Quartett erhellt die Aussegnungshalle

Konzert Das „Peñalosa-Ensemble“ entführte mit A-cappella-Gesang die Gäste in verschiedenste Epochen.

Vier Stimmen verleihen der Aussegnungshalle einen neuen Glanz.
Vier Stimmen verleihen der Aussegnungshalle einen neuen Glanz. Foto: Sabine Ackermann

Kirchheim. „Abendlich schon rauscht der Wald aus den tiefen Gründen. . .“ Joseph Freiherr von Eichendorff verfasste das Gedicht, das die Komponistin der Romantik, Fanny Hensel, vertonte. Die ältere Schwester von Felix Mendelssohn Bartholdy ist wie ihr Bruder nur ein Beispiel aus der Schmiede berühmter Komponisten, die der Lyrik eine klangvolle Note verliehen.

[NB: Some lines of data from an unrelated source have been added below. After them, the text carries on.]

PR #148, opened 2021-02-27
Modularise code

j-waters:
Added the Database class, AutoTrader class, and Config class, as well
as a utils file.

The benefit of doing this is twofold:

1. Code is clearer - split over multiple files, less reliance on global variables, less passing of the same objects all over the place
2. Allows for different parts of the app to be swapped out easily

Number 2 is the reason why I really want this merged. I really want to add some dry run or backtesting functionality like #109, and I think it would be a lot easier if I could just swap out the database for an in memory database, the Binance api manager for a fake one that doesn't actually make any trades, and the config object for one with different values.

On top of that we could then allow people to make their own strategies without having to modify everything - you could just extend AutoTrader and use that instead, making pulling changes from master a lot easier, and sharing new strategies a lot easier as well

I've also made the project into a package


j-waters:
I still think this would be really good to do, I'll wait until #154 is merged before I rebase though

rel-s:
Looks great to me! #154 is merged, can you rebase please?

j-waters:
@rel-s rebased

edeng23:
I like it too, Looks great!
I'll start running some tests and merge it soon enough :)

binance_trade_bot/crypto_trading.py
```diff
@@ -0,0 +1,38 @@
...
+    config = Config()
+    db = Database(logger, config)
+    manager = BinanceAPIManager(config, db, logger)
+    trader = AutoTrader(manager, db, logger, config)
+
+    logger.info("Creating database schema if it doesn't already exist")
+    db.create_database()
+
+    db.set_coins(config.SUPPORTED_COIN_LIST)
+    db.migrate_old_state()
```
edeng23, line 25: When do you think that this should be removed?

edeng23 (approved):

binance_trade_bot/crypto_trading.py
j-waters: It could probably be removed now tbh! Although there's no harm in keeping it, maybe if we do something that would require the migration code to be changed we just remove it then

PR #149, opened 2021-02-27
add message, that bot started scouting

BelphegorPrime:


edeng23:
I think that this PR will be obsolete after we merge the heartbeat PR (#184). Closing.

PR #151, opened 2021-02-28
🐳 Docker: Cleanup

segersniels:
### Fixed
- Don't remove default `CMD` from Dockerfile to prevent breaking older versions of trade bot. You can override it if you want by passing a different command...

### Changed
- Using `python:3.8-slim` as base image to reduce image size
- Cleaned up general Dockerfile for better readability

### DIFF
--- a/Dockerfile
+++ b/Dockerfile
@@ -1,8 +1,4 @@
-FROM python:3.8 as base
-
-FROM base as builder
-
-RUN mkdir /install
+FROM python:3.8 as builder
 
 WORKDIR /install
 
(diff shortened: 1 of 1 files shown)


Dockerfile
```diff
@@ -1,19 +1,16 @@
-FROM python:3.8 as base
-
-FROM base as builder
-
-RUN mkdir /install
```
segersniels, line 5: `WORKDIR` already creates the directory, no need to mkdir before you set it

Dockerfile
```diff
@@ -1,19 +1,16 @@
...
+FROM python:3.8-slim
 
-COPY --from=builder /install /usr/local
+WORKDIR /app
 
-COPY . /app
+COPY --from=builder /install /usr/local
+COPY . .
 
-WORKDIR /app
```
segersniels, line 19: Always add a basic command. It can be overridden anyway but at the very least doesn't require people to figure out which command to add to their docker container

PR #154, opened 2021-03-01
Code Cleanup

rel-s:
Made some changes so that code will be more consistent - most substantially moving some logic out of `main()` and changing variable names in the buy-sell functions to something less cryptic.

### DIFF
--- a/crypto_trading.py
+++ b/crypto_trading.py
@@ -162,7 +162,6 @@ def scout(client: BinanceAPIManager, transaction_fee=0.001, multiplier=5):
     '''
     Scout for potential jumps from the current coin to another coin
     '''
-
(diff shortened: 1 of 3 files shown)


rel-s:
Tested on my end successfully.

crypto_trading.py
```diff
@@ -133,11 +135,34 @@ def initialize_trade_thresholds(client: BinanceAPIManager):
             pair.ratio = from_coin_price / to_coin_price
 
 
+def initialize_current_coint(client: BinanceAPIManager):
```
porter707: is the "t" supposed to be on the end of this function ?

rel-s: It's not! Will fix soon

PR #157, opened 2021-03-01
config handling moved to config

Pekafu:
Not sure if these are actually worth or needed, but could be used to enable more than one instance running


j-waters:
I think it would be good to do something like this, I've done something similar in #148

PR #160, opened 2021-03-02
Display the spot balance after sold coin

llovvoll:
So that user can know the current spot balance in the message, and can clearly know whether it is losing money

image


rel-s:
The Bot's purpose is not to earn more USD, please see the README. We probably won't add this information at this point, as it can be misleading.

PR #161, opened 2021-03-02
Improvement on displaying on the terminal console activity

ardgraft:
Improvement to the console terminal activity to show the user the coin pairs being tested and the bridge coin. This is so users can see *some* activity and not think the bot has stopped/crashed/hung etc.


ardgraft:
A newer and better concept exists in PR #169 
I will close this one.

PR #162, opened 2021-03-02
Fix "Create a .ini file" in readme.md

Mystikal91:
The readme says that an .ini file should be created, while it should be a .cfg file, this is wrong and can cause some confusion


edeng23:
Agreed :)

PR #167, opened 2021-03-03
check max sell amount before ratio diff

sonerokur:
Checks "max sell amount greater than current buyable amount" to prevent loss.

### DIFF
--- a/binance_trade_bot/auto_trader.py
+++ b/binance_trade_bot/auto_trader.py
@@ -107,19 +107,24 @@ class AutoTrader:
         '''
         Scout for potential jumps from the current coin to another coin
         '''
-        all_tickers = self.manager.get_all_market_tickers()
-
         current_coin = self.db.get_current_coin()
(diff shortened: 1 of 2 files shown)


j-waters:
Forgive me if I'm misinterpreting you PR, but this will make it so that the bot will never buy less of a coin than it previously held. So if yesterday it had sold 50 XMR, and today it wants to buy 40 XMR, it wouldn't.

What if you add or remove coins from your account? If I reduce the total value of my account it will never buy anything ever again because I won't have enough coins to beat my previous trades. If I increase the value of my account I'll always beat the value of my previous trades so it won't help.

The bot currently uses a ratio to avoid this problem, so if there is an issue with the bot losing coins surely we should fix that instead of doing this. Plus if we ever introduce the ability to have multiple current coins like in #137 this also wouldn't work.

Again I may have completely misinterpreted what your PR does so correct me if I'm wrong

sonerokur:
I didn't think about adding or removing coins. Completely agree with your thoughts. 

I'll try to investigate more to find more general solution.

Issue #143, opened 2026-09-03
Federation: connect the app directly to federated peers (guest tokens over the peer's federation endpoint)


IrosTheBeggar:
Handoff for the next agent. Everything below was established on 2026-09-02 while landing federation through the parent's proxies (#129, #141, #142). The goal of this work: let the app reach a **federated peer directly** — its bytes no longer cross the parent's home link twice, the peer stays usable while the parent is down, one hop less latency.

## Where things stand

- **Merged (proxy path):** a federated peer is a virtual `Server` reached through its parent's browse/art/stream proxies (`/api/v1/federation/peers/:id/{api,art,stream}`), with the parent's JWT. Phase 3 (capability gates) and Phase 4 (the identity/transport split) are done; `FEDERATION_PLAN.md` records the design and what each phase changed. Verified on a live two-server rig, including a lifecycle batch (`smoke/recipes/federation-lifecycle.md`).
- **Not started:** anything direct. **#115** (native tunnels keyed by pairing code, ABI v2 — "multi-iroh groundwork") is the only prior work in that direction; it is ~180 commits behind master and the Phase 2 supervisor rewrote the same files (`rust/iroh_tunnel/src/{ffi.rs,c_api.rs}`, `lib/native/iroh_tunnel.dart`), so treat it as a design reference, not a rebase.

## Why the app cannot dial a peer today (server trust model)

mStream federation is **server-to-server** over a dedicated iroh endpoint, ALPN `mstream/federation/1` (`src/state/federation.js`). The `mstrfed1:` ticket carries the peer's EndpointTicket `t` and a `fedk_` key `k`. The parent sends the raw key on the first bi-stream; the peer **TOFU-binds the key to the dialer's EndpointId** (`authenticateConnection`) — any other endpoint presenting the same key is rejected and logged as a leaked ticket. `docs/federation-ticket.md` states the key never leaves the parent. Every later bi-stream is a plain TCP-over-QUIC bridge into the peer's HTTP server; requests carry `x-federation-key`; a read-route allowlist (`src/api/federation-auth.js`) and per-key caps (`src/api/federation-limits.js`: maxStreams / dailyMb / streamKbps) apply. The parent's user-facing peer list (`GET /api/v1/federation/peers`) exposes only `{id, name, lastSeen, lastStatus, useDiscovery}` — **no endpoint id**.

So: no version of this works without server changes, and the parent's key must never reach a phone.

## Proposed design: guest tokens

[...]

PR #148, opened 2026-09-05
feat(iroh): keyed native tunnels, federation guest dial mode, in-place credential swap (ABI v2)

IrosTheBeggar:
App native half of #143 (server half: [IrosTheBeggar/mStream#943](https://github.com/IrosTheBeggar/mStream/pull/943)). **App behavior is unchanged in this PR** — the manager still runs one tunnel at a time and the one-Quick-Connect-server cap stays; this lands the native capabilities the multi-tunnel manager and the direct federated transport will build on.

## Rust (`rust/iroh_tunnel`)

- **Federation guest dial mode.** `parse_pairing_code` understands the `mstrfedg1:{t, g}` guest ticket next to the `mstr1:{t, s}` pairing code: ALPN `mstream/federation/1`, the guest token bytes (≤ 2 KB, the peer's `HANDSHAKE_LIMIT`) on the first bi-stream, `OK`/`NO` as before. A `mstrfed1:` federation ticket (the admin-to-admin one that carries a standing key) is refused by name. The three envelopes are pinned disjoint.
- **Credential swap in place.** `Tunnel::set_credential(code)` replaces the payload (and the endpoint address, which a refreshed ticket may update) without touching the loopback port or token. Connected: applies at the next re-dial. Reconnecting: the backoff is cut short, and a dial that was in flight with the stale credential and got rejected retries once with the new one. Rejected (supervisor exited): a fresh supervisor is spawned and re-dials immediately — the listener never left the port. Same kind and same endpoint id are enforced.
- The reconnect supervisor snapshots the credential per attempt; a guest-mode rejection logs "refresh it from the parent" instead of "re-pair needed"; events carry `mode=tunnel|guest`.
- **Keyed tunnels (ABI v2).** `ffi.rs` holds a `BTreeMap<key, Tunnel>` — the key is an app-chosen id (the server's identity), deliberately not the credential, so a refreshed token does not mean a new tunnel. Every per-tunnel entry point takes the key; `network_changed` fans out to all. `c_api.rs` renames nothing but changes signatures, adds `mstream_iroh_abi_version` (2) and `mstream_iroh_set_credential`; 14 exported symbols.
- Dev CLI: `--swap-after <secs> <code>`. Interop harness: a GUEST phase (a JS federation-ALPN endpoint; a refused token fails the start with "rejected"; the guest dial serves HTTP; the server flips to a new token and drops the pipe so the re-dial is refused; the client's timed swap respawns the supervisor on the same port).

## Dart

- `lib/native/iroh_tunnel.dart` is keyed throughout (`start(key, code)`, `stop(key)`, `statusOf`, `pathKindOf`, `localTokenOf`, `kick(key)`, `drainEvents(key)`, `relayOnlineOf`, `setCredential(key, code)`). It probes the ABI version first: a stale binary makes `isSupported` false with the reason in `unsupportedReason` rather than being driven with arguments it would misread.
- `ServerManager` keys its single tunnel by the pairing code it dialed (`_activeTunnelCode` is now also the native key) through four small accessors; `add_server.dart` remembers the code each test dial used (`_irohTestedCode`) so a later stop targets the right tunnel even after the text field changed.

## Binaries

Both rebuilt and committed (`build-android.sh` arm64-v8a + x86_64, `build-ios.sh` device + simulator); the iOS script's export check expects 14 symbols; README checksums updated.

## Verification

- `cargo test`: 14 (guest ticket parse, limits, disjointness, refusal of federation tickets)
- `node interop/harness.mjs`: ALL PASS — interop, reconnect, kick, and the new guest phase
- `flutter analyze`: no findings in the touched files (repo baseline unchanged); `flutter test`: 480 pass
- Android (arm64 emulator, debug `.plus.dev` build with the new `.so`, the interop `pairing-server.mjs` as the endpoint): `nativeloader` loads the library, `[iroh] tunnel up port=32861 path=direct in 1095ms (launch)`, native events drain through the keyed call (`mode=tunnel`), and the network-change probe returns `http 200` through the tunnel
- iOS (iPhone 17 Pro simulator, same server): the rebuilt framework exports 14 symbols inside the app, `[iroh] tunnel up port=53132 path=direct in 3189ms (launch)`

## Next (per #143)

Multi-tunnel `ServerManager` (per-server handles, the queue listener as a set, banner keyed to the browsed transport), then the direct transport on the federated `Server` with the proxy as fallback and the daily token refresh through `setCredential`, then the rig in direct mode.


IrosTheBeggar:
## Smoke run on the Galaxy S25 (2026-09-04, this branch's debug `.plus.dev` build, personal server paired both ways)

| Script | Result | Notes |
|---|---|---|
| `session-actions` | 2/2 | |
| `launch-matrix` | 6/6 | standard default published in 0.5 s; Quick Connect default: tunnel up in 3.8 s, one dial, no teardown churn |
| `switch-during-outage` | 2 pass, 1 skip | reconnecting edge + switch logged 0.1 s after the tap; the "tunnel back" check skips because the saved queue held only standard-server tracks, so the switch released the tunnel (the script now says so instead of failing) |
| `media-resumption` | 3/3 | headless boot on a PLAY key, queue restored |
| `dead-zone` | 6 pass, 1 fail | hand-off kept (probe passed); outage 1 reconnected in place +22.4 s; outage 2 reconnected in place +29.1 s; Wi-Fi return serving +23 s via the in-place kick; no unexplained rebuild. The fail is the Retry-tap step: the tunnel was still reporting *connected* 95 s into outage 2, so there was no banner to tap — see below |
| `federation-rig` (Quick Connect mode, servers from mStream#943) | 11/11 | peer reconciled under the tunnel parent in 28 s, browsed, played through the stream proxy, download folder created, tunnel kept while browsing the peer and after switching to a standard server, restored peer track plays after a relaunch (port 40233 → 42753) |
| iOS `sim-launch` | 3/3 | with a Quick Connect default; tunnel up in 3.2 s on the simulator |

**The dead-zone Retry step.** After outage 1 the supervisor reconnected on a *direct* path with the relay offline; when outage 2 began 10 s later, iroh did not report the connection closed for 138 s (the QUIC "timed out" close arrived 13 s after service returned). Relay-path connections flip to reconnecting in 32–36 s in every run on disk. The same pattern is in the 2026-09-02 run `20260902-203200` on the previous binary (outage 2 on a direct path: no edge inside the window), so it is pre-existing iroh behaviour rather than something this PR changed; recorded for the tunnel-policy follow-ups (a probe on the `[none]` edge would surface it).

Smoke-suite fixes in the second commit: `applog` is scoped to the dev package's uid (the production build's tunnel lines were leaking into the checks), and the switch script reports the released-tunnel case as a SKIP with the reason.

PR #149, opened 2026-09-05
feat(iroh): one tunnel per transport server — the multi-tunnel ServerManager

IrosTheBeggar:
Step 3 of #143: `ServerManager` runs one native tunnel **per transport server** instead of one for the whole app. Groundwork for the direct federated transport (next), which needs a peer's own tunnel next to its parent's. **App behavior for a single Quick Connect server is unchanged**, and the one-Quick-Connect-server cap in the add-server screen stays.

## What changed

- **`TunnelHandle`** (`lib/singletons/tunnel_handle.dart`, new): one native tunnel's bookkeeping per transport server — its dial chain, retry ladder, probe/kick/watchdog state, the port and token it mirrors onto the `Server`, and the native key it was started under (a re-pair swaps the server's code before the old tunnel is stopped, so the key is recorded, not recomputed). Pure; unit-tested.
- **The manager** keeps a table of handles keyed by transport localname and runs the same lifecycle on each. Targets are the browsed server's transport when it is a tunnel plus every tunnel-carried transport the play queue references. `ensureTunnels` reconciles handles against the targets (start the missing, leave the healthy, release the unreferenced); `ensureTunnelFor` (re)starts one server's tunnel on its own chain, which is what the playback, download and car paths ask for through `awaitTunnelReady`. One server's cold dial never holds another's.
- **Queue listener** reports the whole set of tunnel-carried transports (`setQueueIrohServers`); each transport the queue lets go of is released after `queueReleaseGrace`, exactly as the single pointer was.
- **Status strip**: one value, the browsed server's tunnel when it is one, else the background playback tunnel in the worst state (`bannerTargetAmong`, unit-tested); `TunnelPolicy.showTunnelBanner` still decides whether that state deserves a strip. `handleNetworkChange` runs every target's probe round concurrently; a Retry tap applies its user semantics to the strip's tunnel. The manage-servers chip reads its own server's tunnel (`tunnelStatusOf` / `pathKindOf`).
- **Playback heal** listens to `tunnelTransitions` (per tunnel, tagged with its transport) instead of the strip's single value, so one tunnel's reconnect edge can never hide behind another's state.
- **Log lines** keep their shapes (the smoke scripts grep them) and gain a `for=<localname>` suffix.
- The cast fallback on "switching to a different iroh server tears down the only tunnel" is gone with the reason for it: selecting another server no longer tears a tunnel out from under a cast; only the queue letting go of it does, after the grace.

## Verification

- `flutter analyze` at the repo baseline; `flutter test` 488 (8 new: key choice, bind/clear mirroring, identity re-check across a code swap, banner-target selection, severity order)
- Emulator (arm64 AVD, local mStream 6.25 with Quick Connect on, debug build):
  | Script | Result |
  |---|---|
  | `launch-matrix` | 6/6 — standard default published in 0.5 s; Quick Connect default: tunnel up in 1.6 s, one dial, no teardown churn |
  | `dead-zone` | 7/7 — hand-off kept, outage 1 reconnected in place +1.7 s, Retry kicked in place, outage 2 in place +13.2 s, Wi-Fi return serving +9.9 s, no unexplained rebuild |
  | `switch-during-outage` | 3/3 — with Quick Connect tracks queued, the tunnel survived the switch and was back 7 s after the outage ended |
  | `federation-rig` (Quick Connect mode) | rig steps 9/11 with the Galaxy tap coordinates (the two "fails" were taps landing between tiles on the Pixel 7 layout); the peer playback half driven by hand with the emulator's coordinates: album queued and **PLAYING through the parent's tunnel** (`127.0.0.1:<parent port>/api/v1/federation/peers/1/stream/…`), the Quick Connect tunnel the queue no longer referenced **released after the grace while the parent's stayed** (`queue no longer references iroh-smoke — releasing its tunnel` / `tunnel stopped (no-target/queue-server) … for=iroh-smoke`, no stop for `iroh-rig-b`), switch to the standard server mid-track: still playing, parent tunnel kept; relaunch: parent tunnel up on a fresh port (36845 → 44283), the restored peer track plays with its URL rebuilt onto that port |

  The relaunch during the rig showed two tunnels coming up side by side (the browsed parent at launch, the queue's Quick Connect server 0.4 s later) — the first time the app has run two.

## Next (per #143)

The direct transport on the federated `Server`: an access call to the parent, a handle keyed by the peer's localname started from the guest ticket, the proxy path as fallback, and the daily token refresh through `IrohTunnel.setCredential` — then the two-server rig in direct mode.

### DIFF
--- a/FEDERATION_PLAN.md
+++ b/FEDERATION_PLAN.md
@@ -275,6 +275,44 @@ the queue-restore re-origin. Casting a peer track through the LAN relay is
 covered by the same code path as an iroh server's and is the one piece
 not run on a renderer.
 
+### Phase 6 — one tunnel per transport server ✅ done
+
+Groundwork for reaching a peer directly (issue #143): the direct transport
+needs a peer's own tunnel next to its parent's, and `ServerManager` was
+single-tunnel throughout — one pairing code, one dial chain, one retry
+ladder, one probe/kick/watchdog bookkeeping, a queue listener that picked
+the first tunnel-carried track, a status strip fed by one value.
+
+**The model.** [`TunnelHandle`](lib/singletons/tunnel_handle.dart) holds one
+native tunnel's bookkeeping per *transport* server (a Quick Connect server
+today; a directly-reached peer next), keyed by localname in the manager's
+`_tunnels` table. Each handle owns its own chain, retry ladder, probe and
+watchdog state, so a second tunnel is a second entry, not a second copy of
+the lifecycle — and one server's cold dial never holds another's. The
+native key a handle was started under is recorded on it (a re-pair swaps
+the server's code before the old tunnel is stopped).
+
+**Targets.** The browsed server's transport when that is a tunnel, plus
+every tunnel-carried transport the play queue references — the queue
+listener now reports the whole set (`setQueueIrohServers`), and each
+transport it lets go of is released after `queueReleaseGrace`. `ensureTunnels`
+reconciles handles against the targets; `ensureTunnelFor` (re)starts one
+server's tunnel on demand, which is what the playback, download and car
+paths ask for.
+
+**What stays single.** The status strip shows one value: the browsed
+server's tunnel when it is one, else the background playback tunnel in the
+worst state (`bannerTargetAmong`, unit-tested) — `TunnelPolicy.showTunnelBanner`
+still decides whether that state deserves a strip. Listeners that care about
+one server's tunnel (the playback heal watches the parked track's) take
+`tunnelTransitions`, so one tunnel's edge can never hide behind another's
+state. The one-Quick-Connect-server cap in the add-server screen stays for
+now; lifting it is a separate change.
+
+**Log lines** keep their shapes (the smoke scripts grep them) and gain a
+`for=<localname>` suffix, since two tunnels would otherwise be
+indistinguishable in a Diagnostics export.
+
 ### Phase 5 — optional: make Discover leads actionable
 
 `/api/v1/discovery/federation/similar` already returns `peer:{id,name}` on the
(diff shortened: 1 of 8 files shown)


IrosTheBeggar:
## Smoke round on the Galaxy S25 (2026-09-04, this branch's debug `.plus.dev` build, personal server paired both ways, real cellular)

| Script | Result | Notes |
|---|---|---|
| `session-actions` | 2/2 | |
| `launch-matrix` | 6/6 | standard default in 0.5 s; Quick Connect default: tunnel up in 3.8 s, one dial, no teardown churn |
| `dead-zone` | 7/7 | hand-off kept; outage 1 reconnected in place +28.7 s; **Retry kicked in place**; outage 2 in place +18.6 s; Wi-Fi return serving +23.2 s via the in-place kick; no unexplained rebuild |
| `switch-during-outage` | 3/3 | with Quick Connect tracks queued: reconnecting edge, switch logged 0.1 s after the tap, tunnel back 7 s after the outage ended |
| `media-resumption` | 3/3 | headless boot on a PLAY key, queue restored |
| `federation-rig` (Quick Connect mode, servers from mStream#943) | 11/11 | peer reconciled under the tunnel parent in 4 s, browsed, played through the stream proxy, tunnel kept while browsing the peer and after switching to a standard server, restored peer track plays after a relaunch on the fresh port (37371 → 43341) — the relaunch check now verifies the restored item is the peer's on that port |

**Multi-tunnel in the wild.** The phone's queue held 521 Quick Connect tracks going into the rig, so the app launched with two tunnels (the browsed rig parent, plus the queue's server). When the peer album replaced the queue, the manager released the Quick Connect tunnel after the grace and kept the parent's — playback never paused. The rig's first pass read that release as "tunnel lost" because it counted any `tunnel stopped` line; the check is now scoped to the parent (third commit).

**Smoke-suite fixes on this branch:** `queue.json` travels with the device-config backup (the rig used to leave the phone on a queue of peer tracks whose server it had removed — the next PLAY key did nothing), the rig's relaunch check reads the restored item's server and port, its tunnel-stop checks are parent-scoped, and the emulator tap coordinates are documented in the script header.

Bei der Auftaktveranstaltung der VHS Schlierbach in der Aussegnungshalle sang das „Peñalosa-Ensemble“ verschiedene Werke von Melchior Vulpius, Johann Sebastian Bach, Johannes Brahms oder von Sebastian Mory. In ihrem Programm: „Der Tag hat sich geneiget“ durchschreitet das Quartett sechs Jahrhunderte und sieben Epochen der Musik und lässt so die die Ängste und Wünsche jener Zeiten erklingen. Und das gelingt dem 1996 gegründeten Vokal-Ensemble aus dem Großraum Stuttgart, das sich nach Francisco de Peñalosa nennt, auf höchstem Niveau. Sebastian Mory (Tenor), Susan Eitrich (Sopran), Mareike Weiffenbach (Alt) und Dietrich Wrase (Bass) entführte das Publikum in „eine Zeit der Ruhe“. Dunkelheit und Nacht galten über viele Jahrhunderte hinweg als beängstigend und bedrohlich, die Zeit der untergehenden Sonne stand symbolisch für den Niedergang des Lebens, für den Tod selbst - was für eine bewegende poetische Reise in die Vergangenheit.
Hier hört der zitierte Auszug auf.